Dataset entries

_ _ _ _ _ _ _

PR #345, opened 2020-06-18
Split module program

EmilyBourne:
A file containing functions and statements will be broken into a module containing the functions and a program containing the statements. This allows the pyccelised functions to be imported from another file.

This pull request supersedes the `devel-create-extra-module` branch which has similar functionality but was incomplete and was branched from a much earlier version of master making it hard to merge.

Commits:
- Add type to hold module and program syntactic information
- Split syntactic results into module and program information
- Create a second parser if a module has been spawned from a program
- Loop over all created parsers (module and program)
- Ensure headers are saved to module
- Don't quote class name
- Variables cannot be imported
- Save module parser for imports
- Correctly identify exe file
- Comments are not program specific
- Provide verbose parameter
- Avoid double parsing. Save d_parsers to additional module after their treatment
- Ensure correct shared module name
- Rename files to avoid issue 344. Leave one copy to illustrate issue 344
- Correct n+ -1 to n-1
- Correct types decorator. Remove xfail flag
- Parse sons. This ensures they are added to sons. It must be done after namespace initialisation
- Pass lib arguments to f2py


pyccel/parser/syntactic.py
```diff
@@ -238,7 +240,60 @@ def _visit(self, stmt):
...
+            if mod_code is None:
+                mod_code = CodeBlock(mod+start)
+        assert( mod_code is not None or prog_code is not None)
+        from pyccel.ast import ParserResult
+        code = ParserResult(program   = prog_code,
+                            module    = mod_code,
+                            prog_name = prog_name,
+                            mod_name  = current_mod_name)
         code.set_fst(stmt)
         return code
```
yguclu, line 298: Can you explain the use of these additional 50 lines of code?

EmilyBourne: They break the syntax ast into 2 CodeBlocks. One for the module and one for the Program. FunctionDefs and ClassDefs always go into modules, Headers and Comments go in the same CodeBlock as the following object, EmptyLines go in the same CodeBlock as the previous line. Imports go in both CodeBlocks (this means that there can be unnecessary imports), everything else goes in the program

tests/codegen/fcode/scripts/imports.py
```diff
@@ -1,8 +1,9 @@
...
-xi = ai + 1
-
-from expressions import ad, bd
-xd = ad * bd
+#from expressions import ai
+#xi = ai + 1
+#
+#from expressions import ad, bd
+#xd = ad * bd
+xi = 2
```
yguclu, line 6: Why commenting those lines out?

pyccel/parser/syntactic.py
yguclu: Thanks for the explanation. Could you copy and paste it as a comment in the source code?

tests/codegen/fcode/scripts/imports.py
EmilyBourne: I did not put the declarations of the variables into the module. Handling variables requires an extra step where the main is called as an `init` function. The variables would also need to be saved as members of the module so that the module takes care of the declaration. This is possible but would require more work. If we want to be able to import variables then I suggest we leave this for a second PR.

yguclu:
@EmilyBourne This branch is ready to be squashed and merged. If possible, I would like to avoid the automatic commit message generated by Git. So I suggest you explicitly collect and reorder this branch's commit messages in a list to be placed in the PR's description. (Unnecessary details can be omitted.) I will then use that as the commit message.

tests/codegen/fcode/scripts/imports.py
yguclu: This is not an urgent matter, we can discuss about it later.

EmilyBourne:
@yguclu I have created the list of commit messages

yguclu:
Thanks, that looks like a good commit message!

By the way, I will drop these lines:

> This pull request supersedes the devel-create-extra-module branch which has similar functionality but was incomplete and was branched from a much earlier version of master making it hard to merge.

_ _ _ _ _ _ _

TASK TO CARRY OUT: Copy out the entries exactly. Begin at the first line and end with the line that has "- Add type to".

SOLVED PROBLEM:
PR #345, opened 2020-06-18
Split module program

EmilyBourne:
A file containing functions and statements will be broken into a module containing the functions and a program containing the statements. This allows the pyccelised functions to be imported from another file.

This pull request supersedes the `devel-create-extra-module` branch which has similar functionality but was incomplete and was branched from a much earlier version of master making it hard to merge.

Commits:
- Add type to hold module and program syntactic information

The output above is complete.